(Stored data)

PR #2183, opened 2026-09-15
Implemented shared attribute sync

Prus-Oleksandr:
Add shared attributes synchronization for S7 connector upon reconnection


thingsboard_gateway/connectors/s7/s7_connector.py
```diff
@@ -211,6 +211,11 @@ async def _read_data_from_devices(self) -> None:
                     continue
 
                 results = await device.read_configured_data()
+
+                if not device.is_connected():
+                    self.__delete_device_from_platform(device)
+                    continue
```
samson0v: See snap7.client.Client class

samson0v (changes requested):

thingsboard_gateway/connectors/s7/entities/device.py
```diff
@@ -111,6 +115,12 @@ def stop(self) -> None:
             self._log.error(
                 f"Failed to disconnect from Logo device '{self.config.device_name}' at {self.config.address}:{self.config.port}: {e}")  # noqa: E501
 
+    def on_disconnect(self) -> None:
+        if self.config.device_name in self._gateway.get_devices(connector_id=self._connector_id):
+            self._log.warning('Device %s is disconnected, removing it from the platform.',
+                              self.config.device_name)
+            self._gateway.del_device(self.config.device_name)
```
samson0v: Maybe it is better to pass a callback from the connector instance to avoid passing the gateway and connector id

samson0v (changes requested):

thingsboard_gateway/connectors/s7/entities/device.py
```diff
@@ -67,18 +69,18 @@ def _load_converter(self, converter_type: str, converter_logger):
             self._log.exception(
                 'Failed to load %s converter for %s device: %s',
                 converter_type, self.config.device_name, e)
-
     @staticmethod
-    def create_device_from_config(logger, converter_logger, config: dict, reading_request_queue) -> 'Device':
+    def create_device_from_config(logger, converter_logger, config: dict, reading_request_queue,
+                                   on_disconnect=None) -> 'Device':
```
samson0v: Do we really need to make `on_disconnect` an optional argument?

samson0v (changes requested):

thingsboard_gateway/connectors/s7/entities/device.py
```diff
@@ -111,6 +114,10 @@ def stop(self) -> None:
             self._log.error(
                 f"Failed to disconnect from Logo device '{self.config.device_name}' at {self.config.address}:{self.config.port}: {e}")  # noqa: E501
 
+    def on_disconnect(self) -> None:
+        if self._on_disconnect_callback is not None:
```
samson0v: `self._on_disconnect_callback` is required

samson0v (changes requested):

PR #4975, opened 2024-04-24
refactor(InterstitialScreenViewModule): add typescript types

anamikaanu96:
Contributes to #4484 

Converted packages/ibm-products/src/components/InterstitialScreenViewModule/InterstitialScreenViewModule.js to packages/ibm-products/src/components/InterstitialScreenViewModule/InterstitialScreenViewModule.tsx


packages/ibm-products/src/components/InterstitialScreenViewModule/InterstitialScreenViewModule.tsx
```diff
@@ -33,10 +33,27 @@ const componentName = 'InterstitialScreenViewModule';
 // Default values should be provided when the component needs to make a choice
 // or assumption when a prop is not supplied.
 
+interface InterstitialScreenViewModuleProps extends PropsWithChildren {
```
matthewgallo, line 36: This component doesn't use `children` so don't think you have to extend `PropsWithChildren` generic type.

matthewgallo (changes requested):
See comment regarding use of `PropsWithChildren` (not required for this component).

PR #4984, opened 2024-04-25
chore: stylelint 16 update

lee-chase:
This is not a viable pull for two reasons

1. The `styelint-plugin-carbon-tokens` is alpha to verify it works.
2. carbon-stylelint-config pulls in `stylelint-a11y` which is out of date. In my local projects I switched to `"@double-great/stylelint-a11y"`

https://github.com/orgs/carbon-design-system/projects/65


matthewgallo:
We are going to revisit this via #6374

PR #4987, opened 2024-04-26
build(storybook): update from webpack to vite to build storybook

### LINKED ISSUE #4946: Investigate removal of `storybook-addon-carbon-theme` from current storybook configuration
## What will this achieve?

Removing the current storybook addon theme switcher (`storybook-addon-carbon-theme`) would allow us to further optimize our storybook performance since we build it every time we start the storybook server. We have some options including the removal of it completely and implementing a similar setup to Carbon (as seen [here](https://github.com/carbon-design-system/carbon/blob/main/packages/react/.storybook/preview.js#L113-L122)) or we could investigate keeping our current `storybook-addon-carbon-theme` but not building it as part of the storybook startup script.

When we don't have to build `storybook-addon-carbon-theme` when starting storybook server.

## Additional information

- Designs
- Existing code
- etc

### LINKED ISSUE #4986: Move from webpack to vite for storybook config
## What will this achieve?

We'll have much better performance moving from webpack to vite to build our storybook and I think it will also make our move to storybook v8 a lot easier as well.

Refactoring `packages/core/.storybook/main.js` to use vite

## Additional information

- Designs
- Existing code
- etc

matthewgallo:
Closes #4986 
Closes #4946

This PR moves our storybook builds from `webpack` to `vite`. This includes significant performance improvements for both startup times and build times.

Moving to `vite` required renaming all story files to use `.jsx` and appending `?inline` to the imported style file for each story that has one (this is the only way to include a default import of a style file in `vite`, [see here for more details](https://vitejs.dev/guide/features#disabling-css-injection-into-the-page)).

We were able to remove several `babel` and `webpack` packages from `packages/core/package.json` with this change. Another part that is included in this PR is removing the `storybook-carbon-addon-theme`. It's been replaced with a similar approach to Carbon, theme can be changed from top toolbar.

#### What did you change?
Storybook config files
Renamed all story files from `.stories.js` to `.stories.jsx`

Verified that running storybook locally works and storybook can also be built as expected (`yarn storybook:build`).

Storybook startup after move to `vite` **~1 sec**
Screenshot 2024-04-26 at 10 50 11 AM


davidmenendez (dismissed):
🎉

davidmenendez (approved):

PR #4993, opened 2024-04-29
Non linear reading

anamikaanu96:
Contributes to #4290 

Converted packages/ibm-products/src/components/NonLinearReading/NonLinearReading.js to packages/ibm-products/src/components/NonLinearReading/NonLinearReading.tsx


packages/ibm-products/src/components/NonLinearReading/NonLinearReading.tsx
```diff
@@ -19,19 +19,45 @@ import { pkg } from '../../settings';
...
-// Default values for props
-const defaults = {
-  theme: 'light',
-};
+type Theme = 'light' | 'dark';
+interface NonLinearReadingProps extends PropsWithChildren {
+  /**
+   * The keyword of the component appears as a pill.
+   */
+  children: ReactNode;
```
szinta, line 27: When you extends from PropsWithChildren, you get the children prop internally typed. So If we are using **PropsWithChildren** then there is no need to explicitly specify **children** type.

anamikaanu96: yea I know but if its internally typed, the children become optional prop. Here the children is mandatory, thats why I specified it explicitly.

szinta: In that case, it is fine explicitly specify children type and you can skip extending from  PropsWithChildren. I think any one approach is fine.

matthewgallo (approved):

PR #5024, opened 2024-04-30
chore(release): release workflow

annawen1:
Adds release workflow that runs with manual trigger. Keeping the current release yml files in place until we have tested and written docs for this new release process 😄


matthewgallo (approved):
So excited to have our new process for releases coming to life 🥳 

Just another note about the `dist-tag` naming in this PR being `next` and in our current prerelease action it's named `canary`. I think it's definitely something we can address as we go if we find it necessary.

elycheea (dismissed):

Issue #4809, opened 2024-04-10
Get Started: Implementation


elycheea:
[Figma specs](https://www.figma.com/file/z5GvCED9gBr1b71soW3fIb/Get-started-pattern?type=design&node-id=567%3A19898&mode=design&t=WgjXCuaKLjv4aDj6-1)

Bridget still looking into positioning for status indicator (feels similar to radio button) so expect this to change over time.

The smaller cards will never include image.
May need to tie a minimum sizes to variant or conditional image based on size? 🤔 

These should use use productive card under the hood. The image and numbered variants can likely build off the default/base version. 

![Get started card -specs (1)](https://github.com/carbon-design-system/ibm-products/assets/15822070/ca606022-1a46-4934-908f-eb4dbb49299d)

### Acceptance Criteria

- Determine whether to create new Get Started component
- Should use clickable variant of productive card
- Add gradient mixin
- Add support for default variant
- Add support for icon (renderIcon) using crossroads as default
- Add support for status indicator (3 states — see [Checklist](https://ibm-products.carbondesignsystem.com/?path=/story/ibm-products-novice-to-pro-checklist--task-states))
- Add support for metadata section
- Add under Components/Card in Storybook (tbd)
- Add support for `image` — decorative (empty alt)
- At small screen sizes, `image` not displayed
- Add support for `number` variant

elycheea:
Create follow up issue to update remaining novice-to-pro components to use the mixin (currently see gradient repeated in ~8 files).

sstrubberg:
#### Questions

- Can we implement this using Logical Properties? (where necessary)
- Does this need any accessibility testing written?
- E2E testing?
- Typescript support out of the gate?

elycheea:
> * Can we implement this using Logical Properties? (where necessary)
+1 — we’re _starting_ to look into them and adopt them in some of the newer work but haven’t really added it as part of acceptance criteria yet. #3556 

> * Does this need any accessibility testing written?
We do a very baseline `toBeAccessible()` in scaffolding but not sure how much additional testing we need. Definitely open to pulling in some rigor if Dotcom devs have any input. :)

> * E2E testing?
Currently we’re only doing e2e for avt. But agree we should include this story as part of this initial implementation instead of adding it retroactively.

> * Typescript support out of the gate?
Probably depends on Cards which haven’t been migrated to `.tsx` yet.

PR #5054, opened 2024-05-01
feat(get-started): new component

ariellalgilmore:
Contributes to #4809 

Adds new getStarted component

#### What did you change?

- Added new Get Started component
- updated internal Card component to handle GetStarted updates without effecting other Cards

...still waiting on mobile updates from design

- added simple tests to verify default props and component rendering
- used storybook to check against figma design


bndege2:
@ariellalgilmore @elycheea 
- For all variants- metadata text sizing update to $label-01
- For variant with image: the image is not a 1:1 ratio. Please note that when the card with image sits on top of a card without an image, the image size should align with the card without the image width (see layout image example)
Get started layout 1

- Attached new placeholder svgs to use for the card with image

bndege2:
card with image placeholder 2
card with image placeholder

ariellalgilmore:
@bndege2 just pushed updates! The cards are flexible in size, so if the user puts them in the container like you show above then they will fit in that container

bndege2:
@ariellalgilmore updates look good!

packages/ibm-products/src/components/GetStarted/GetStarted.js
```diff
@@ -0,0 +1,101 @@
...
+
+import { Card } from '../Card';
+const componentName = 'GetStarted';
+
+/**
+ * GetStarted a card with icon, number, and media variants
+ */
+export let GetStarted = React.forwardRef(({ ...rest }, ref) => {
+  return (
+    <Card getStarted ref={ref} {...rest} {...getDevtoolsProps(componentName)} />
```
elycheea, line 23: I saw your comment that we used the internal `Card` instead of `ProductiveCard` — were we unable to get the actions working using `ProductiveCard`?

I was thinking originally something like ...

```suggestion
    <ProductiveCard ref={ref} {...rest} {...getDevtoolsProps(componentName)}>
      <div className={`${blockClass}__header`}>
        {sequence && (
          <div className={`${blockClass}__sequence`}>{sequence}</div>
        )}
        {status && (
          <div className={`${blockClass}__status`}>
            ...
          </div>
        )}
      </div>
      <div className={`${blockClass}__footer`}>
        <div className={`${blockClass}__metadata`}>
          ...
        </div>
      </div>
    </ProductiveCard>
```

#### Work to be completed:
Go through the entries above and count the lines containing the string "import". Give only that number.

#### Answer for the task:
3